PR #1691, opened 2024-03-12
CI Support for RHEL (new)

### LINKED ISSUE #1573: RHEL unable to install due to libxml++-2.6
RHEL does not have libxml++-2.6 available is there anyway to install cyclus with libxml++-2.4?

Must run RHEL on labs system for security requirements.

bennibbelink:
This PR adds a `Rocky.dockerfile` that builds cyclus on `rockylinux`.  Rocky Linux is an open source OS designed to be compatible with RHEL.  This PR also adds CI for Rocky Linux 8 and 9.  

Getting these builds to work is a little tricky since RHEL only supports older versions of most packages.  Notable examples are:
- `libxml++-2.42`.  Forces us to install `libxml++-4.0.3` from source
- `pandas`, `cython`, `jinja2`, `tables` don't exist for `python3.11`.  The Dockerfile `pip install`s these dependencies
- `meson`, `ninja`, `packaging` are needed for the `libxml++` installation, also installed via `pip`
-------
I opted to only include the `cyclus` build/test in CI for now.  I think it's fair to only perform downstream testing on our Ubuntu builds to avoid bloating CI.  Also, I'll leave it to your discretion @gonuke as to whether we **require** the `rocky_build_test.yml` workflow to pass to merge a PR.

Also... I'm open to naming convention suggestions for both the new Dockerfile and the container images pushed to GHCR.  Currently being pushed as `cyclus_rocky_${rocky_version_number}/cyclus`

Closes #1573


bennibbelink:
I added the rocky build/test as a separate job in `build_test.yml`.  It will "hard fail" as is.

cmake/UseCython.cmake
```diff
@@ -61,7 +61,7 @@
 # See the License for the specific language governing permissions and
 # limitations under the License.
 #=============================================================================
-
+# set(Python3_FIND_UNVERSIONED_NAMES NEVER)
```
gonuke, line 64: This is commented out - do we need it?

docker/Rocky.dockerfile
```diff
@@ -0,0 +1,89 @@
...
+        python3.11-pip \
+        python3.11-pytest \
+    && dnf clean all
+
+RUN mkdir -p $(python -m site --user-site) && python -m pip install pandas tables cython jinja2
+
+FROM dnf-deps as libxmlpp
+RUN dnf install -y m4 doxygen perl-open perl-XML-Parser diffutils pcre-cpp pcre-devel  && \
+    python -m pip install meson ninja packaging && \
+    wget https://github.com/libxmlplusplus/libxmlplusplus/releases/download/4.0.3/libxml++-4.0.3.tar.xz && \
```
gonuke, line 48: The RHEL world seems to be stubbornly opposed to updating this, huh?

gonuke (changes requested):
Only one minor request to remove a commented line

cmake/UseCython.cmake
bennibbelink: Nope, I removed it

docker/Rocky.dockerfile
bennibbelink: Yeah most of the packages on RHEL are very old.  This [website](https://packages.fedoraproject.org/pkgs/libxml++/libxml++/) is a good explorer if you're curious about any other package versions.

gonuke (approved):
________________________________________
Task: Write out the listing's lines exactly, from its first line through the line that contains "This PR adds", and stop there.

Written reply:
PR #1691, opened 2024-03-12
CI Support for RHEL (new)

### LINKED ISSUE #1573: RHEL unable to install due to libxml++-2.6
RHEL does not have libxml++-2.6 available is there anyway to install cyclus with libxml++-2.4?

Must run RHEL on labs system for security requirements.

bennibbelink:
This PR adds a `Rocky.dockerfile` that builds cyclus on `rockylinux`.  Rocky Linux is an open source OS designed to be compatible with RHEL.  This PR also adds CI for Rocky Linux 8 and 9.  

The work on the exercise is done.